It sounds like the game became really complicated as the characters gained levels and the game itself matured, something 3.x suffered from as well.
This is...kind of right, but mostly wrong.
It's "kind of" right in that, yes, higher-level characters were more complicated than lower-level characters at basically every level of play...but that obfuscates the
degree of difference, which is what's really relevant here. After all, 15th level characters in 5e are more complicated than 1st level characters, even if you're looking at options specifically designed to be low-complexity.

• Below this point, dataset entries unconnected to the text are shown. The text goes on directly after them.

PR #8357, opened 2020-05-29
fix: typo on drawerPosition default props

diegolmello:
Fix a minor typo from `drawerPostion` to `drawerPosition` :)

Fix https://github.com/react-navigation/react-navigation/issues/8358

### DIFF
--- a/packages/drawer/src/views/DrawerView.tsx
+++ b/packages/drawer/src/views/DrawerView.tsx
@@ -238,7 +238,6 @@ export default function DrawerView({
               renderDrawerContent={renderNavigationView}
               renderSceneContent={renderContent}
               keyboardDismissMode={keyboardDismissMode}
-              drawerPostion={drawerPosition}
               dimensions={dimensions}
             />
           </DrawerOpenContext.Provider>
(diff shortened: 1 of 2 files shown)


tarbundiyahitesh21:
> Fix a minor typo from `drawerPostion` to `drawerPosition` :)

thanks, now it's working

packages/drawer/src/views/DrawerView.tsx
```diff
@@ -238,7 +238,6 @@ export default function DrawerView({
               renderDrawerContent={renderNavigationView}
               renderSceneContent={renderContent}
               keyboardDismissMode={keyboardDismissMode}
-              drawerPostion={drawerPosition}
```
satya164, line 241: Why did you remove it from here?

diegolmello: @satya164 Because it's also a typo and it's duplicated.
[Here (correct)](https://github.com/react-navigation/react-navigation/blob/master/packages/drawer/src/views/DrawerView.tsx#L211) and [here (incorrect and removed)](https://github.com/react-navigation/react-navigation/blob/master/packages/drawer/src/views/DrawerView.tsx#L241)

The thing with 4e is, after a certain point, you stop gaining quite so many
extra options and instead start
replacing older options. E.g. no character gets more than 4 regular Daily powers, and even then you only get that 4th power at level 20. No character gets more than 4 regular Encounter powers. (Some classes have exceptions to these patterns, but those exceptions are uncommon.) Instead, at (for example) 13th level, you
replace one Encounter power you know with a new one of your current level (or not, you could always choose to just keep your old powers if you truly like them better...but there's rarely much benefit to doing so.)
This means that, while the game does ramp up noticeably across the 1-10 range, it actually slows down
dramatically in new complexity from 11 on up. It does still gain complexity, I don't want to pretend it was some perfectly flat power curve or anything remotely like that. But the power curve significantly flattens out at that point.
By comparison, 3e goes full-on
exponential growth as you get into the higher levels, and their complexity grows
faster as you get out that far due to the accretion of items and feats and abusable optimization strategies. You emphatically do not see such things in 4e, and 4e does a very good job avoiding the problems of "rocket tag," "scry-and-fry," and the "five-minute workday" that plagued 3e so badly.